Additional historical licensing basis documents were researched on this subject topic and the following items were identified:
- The following statement appears in the SER for Amendment 237 (BVPS-1) and Amendment 119 (BVPS-2) regarding Design Basis Accident Dose Consequence Calculation Revisions:
"Revised atmospheric dispersion factors were reviewed and accepted by the NRC staff for BVPS-1 in License Amendment No. 205 dated September 16,1997 (sic).... "

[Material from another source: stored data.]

PR #1550, opened 2021-04-19
Bump internal model for today's reindex

alexwlchan:


alexwlchan:
@jamesgorrie @harrisonpim API tests are failing for something that looks query related. Any ideas?

harrisonpim:
looks like this could be the order of the language fields playing up again...

alexwlchan:
> looks like this could be the order of the language fields playing up again...

Ah, I see the issue now. I think we have something for this already – will have a look.

alexwlchan:
Okay, I misremembered – we used to, but not any more. The actual order is alphabetical, which seems more sensible, so I’ve just changed the JSON for now.

jamesgorrie:
@harrisonpim  this would make sense why we didn't see the sort method take affect as we hadn't bumped the model to do so.

Now we have, it has taken affect and I've updated the test JSON, to reflect that. Sorry @alexwlchan  I think this was my misunderstanding the model versioning.

PR #1554, opened 2021-04-19
Add Terraform for the 2021-04-19 pipeline

alexwlchan:


reindexer/get_reindex_status.py
```diff
@@ -9,6 +9,7 @@
 from elasticsearch.exceptions import NotFoundError
 import humanize
 import tabulate
+from tenacity import retry, stop_after_attempt, wait_exponential
```
jamesgorrie, line 12: Does this need to be added as a dependency somewhere?

jamesgorrie (approved):

pipeline/terraform/stack/elastic_pipeline_storage.tf
```diff
@@ -6,7 +6,7 @@ resource "ec_deployment" "pipeline_storage" {
   name = "catalogue-pipeline-storage-${var.pipeline_date}"
 
   region                 = "eu-west-1"
-  version                = "7.10.2"
+  version                = "7.12.0"
```
jamesgorrie, line 9: I have done a check, and we don't seem to have any breaking problems... but probably worth double checking if you haven't.

reindexer/get_reindex_status.py
alexwlchan: I don't think we have a requirements.txt for this.

pipeline/terraform/stack/elastic_pipeline_storage.tf
alexwlchan: We only use pretty basic Elasticsearch features in pipeline storage (index/get), so I'd be quite surprised if a minor update broke anything.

L-05-137 Attachment A Page 16 of 16
- The following statement appears in the SER for Amendment 241 (BVPS-1) and Amendment 121 (BVPS-2) regarding changes to the Fuel Handling Accident:
"The NRC staff reviewed previously docketed material on calculation of the licensee's current licensing basis offsite x/Qs, Beaver Valley Calculation ERS-SFL-96-021, Rev 0, "RG1.145 Short Term Accident X/Q Values for EAB and LPZ, Unit 1 and Unit 2, Based on 1986-1995 Observations." These X/Qs were approved by License Amendment No. 205 .......
Therefore, the current licensing basis X/Q values used in the dose assessments for this LAR were approved by License Amendment No. 205 dated September 10, 1997, based on the calculation ERS-SFL-96-021 provided in a submittal dated March 10, 1997.
D.6 Question Please provide reference to or the actual plant drawing of the site postulated release and receptor points applicable to this LAR of sufficient size and scale to facilitate a check that the inputs appear to be reasonable.
Response
The plant drawing that includes the site postulated release and receptor points applicable to this LAR is 8700-RY-1 C Rev 2. A full size copy is being provided, as well.